I did a second flops test with the gcc 4.0 compiler included on the Tiger cd, and the flops are much better when compiled with the -mcpu=g5 option which did not seem available when using the gcc 3.3 Apple compiler.
As for ab i used these settings,
ab -n 100000 -n x http://localhost/
x for the various concurrencies: 5,20,50,100,150.
spinportal - Monday, June 6, 2005 - link
Guess there's no one arguing that the PPC is not keeping its paces with the current market, but rather OS/X able to do Big Iron computing. And if rumors be true, where will you be able to get a PPC built once Apple drops IBM for Intel?In a Usenet debate in 93, Torvalds and Tannenbaum go roasting Mach microkernel vs. the death of Linux. Seems Linus' work will be seeing more light of day, and Mach go the way of the dodo. Will Apple rewrite OS/X for Intel x86/64? As far as practical business sense, that's like shooting off one's leg foot.

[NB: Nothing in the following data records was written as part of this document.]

PR #1022, opened 2022-01-21
[DDP-SDK] Fix `ddp-sdk` build

alextanlan:
There are some issues during the `ddp-sdk` build.

Done in the PR: 
- fixed several circular dependencies in `sdk`
- added missed classes in `public-api.ts`
- refactored providing of `PicklistSortingPolicy` service

### DIFF
--- a/ddp-workspace/projects/ddp-sdk/src/lib/services/picklistSortingPolicy.service.ts
+++ b/ddp-workspace/projects/ddp-sdk/src/lib/services/picklistSortingPolicy.service.ts
@@ -1,12 +1,28 @@
-import { Injectable } from '@angular/core';
+import { Inject, Injectable, InjectionToken } from '@angular/core';
 import { ActivityPicklistNormalizedGroup } from '../models/activity/activityPicklistNormalizedGroup';
 import { SortOrder } from './sortOrder';
 import { ActivityPicklistOption } from '../models/activity/activityPicklistOption';
 import { FuncType } from '../models/funcType';
 
+export const PICKLIST_SORTING_POLICY_MAIN_SORT_ORDER = new InjectionToken<string>(
+    'mainSortOrder for PicklistSortingPolicy configuration', {
+        factory: () => SortOrder.NONE // default value for DI
+    }
+);
+export const PICKLIST_SORTING_POLICY_LAST_STABLE_ID = new InjectionToken<string>(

spinportal - Monday, June 6, 2005 - link
jhagman - Monday, June 6, 2005 - link
Could you please give the exact method of testing apache with ab? It is really hard to try to redo the tests when one does not know which methodology was used. The amount of clients and switches of ab would be appreciated.Also an answer to why Apple's newest gcc (4.0) was not used would be an interesting one and did you _really_ use gcc 3.3.3 and not Apple's gcc?

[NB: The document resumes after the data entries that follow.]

PR #1034, opened 2022-02-01
fix: added content sanitization on initialization

grigol-brd:
https://broadinstitute.atlassian.net/browse/DDP-7470

Fix for failing test


nsakande (approved):
LGTM

PR #1036, opened 2022-02-02
[ATCP] DDP-7500: fix failed `atcp/atcp-auth` build

alextanlan:
1) **Initial issue** - 
ATCP study: login page fails.  `ddp-atcp-auth.umd.js` file can't be downloaded (404). 
The file is used in `ddp-study-server\study-builder\tenants\atcp\pages\login.html` as a JS script (<script>).

image

2) Seems like after Angular update to v.13 an Angular builder `ng-packagr` does not create a build/bundle in **umd** format by default at present, but only as ES modules. Moreover, I was not able to configure it (see [ng-packagr doc](https://github.com/ng-packagr/ng-packagr/blob/master/docs/DESIGN.md#:~:text=For%20example%2C%20the,JSON%20configuration%20property)).
Thus I decided to add[ an additional step to convert ](https://github.com/broadinstitute/ddp-angular/pull/1036/files#:~:text=npm%20run%20convert%2Datcp%2Dauth%2Dbuild%2Dto%2DUMD)the created (ES2015-module) build into umd one by using [Rollup library](https://www.npmjs.com/package/rollup) (the library is a peer dependency of ng-packagr).

3) Checked on dev env - it works properly.
atcp_after

4) May be it makes sense to refactor the `ddp-atcp-auth` library in ES-modules style in future.

### DIFF
--- a/.circleci/config.yml
+++ b/.circleci/config.yml
@@ -315,6 +315,7 @@ commands:
           command: |
             set -u
             ng build ddp-atcp-auth
+            npm run convert-atcp-auth-build-to-UMD
       - run:
           name: build atcp auth0 styles
           command: |
--- a/ddp-workspace/package.json
+++ b/ddp-workspace/package.json
@@ -7,7 +7,8 @@
     "build": "ng build",
     "test": "ng test",
     "lint": "ng lint",
-    "e2e": "ng e2e"
+    "e2e": "ng e2e",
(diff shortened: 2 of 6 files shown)


josemanuel167 (approved):

MocanaAtBroad (commented):
Looks good! Nice job figuring out a solution for this one!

Other than these omissions I found the article very interesting, thanks.
demuynckr - Monday, June 6, 2005 - link
Yes I have read the article, I also personally compiled the microbenchmarks on linux as well as on the PPC, and I can tell you I used gcc 3.3 on Mac for all compilation needs :).webflits - Monday, June 6, 2005 - link
demuynckr, did your read the article?"So, before we start with application benchmarks, we performed a few micro benchmarks compiled on all platforms with the SAME gcc 3.3.3 compiler. "
BTW I ran the same tests using Apple's version of gcc 3.3
As you can see my 2.0Ghz now beats the 2.5Ghz on 5 of the 8 tests, and a 2.7Ghz G5 would be on par with the Opteron 250 when you extrapolate the results.
Lets face it, Anandtech screwed up by using a crippled compiler for the G5 tests
----------------------------
GCC 3.3/OSX 10.4.1/2.0GHz G5
FLOPS C Program (Double Precision), V2.0 18 Dec 1992
Module Error RunTime MFLOPS
(usec)
1 4.0146e-13 0.0140 997.2971
2 -1.4166e-13 0.0108 648.4622
3 4.7184e-14 0.0089 1918.5122
4 -1.2546e-13 0.0139 1076.8597
5 -1.3800e-13 0.0312 928.9079
6 3.2374e-13 0.0182 1596.1407
7 -8.4583e-11 0.0348 344.3954
8 3.4855e-13 0.0196 1527.6638
Iterations = 512000000
NullTime (usec) = 0.0004
MFLOPS(1) = 827.5658
MFLOPS(2) = 673.7847
MFLOPS(3) = 1037.6825
MFLOPS(4) = 1501.7226
demuynckr - Monday, June 6, 2005 - link
Just to clear things up: on linux the gcc 3.3.3 was used, on macintosh gcc 3.3 was used (the one that was included with the OS).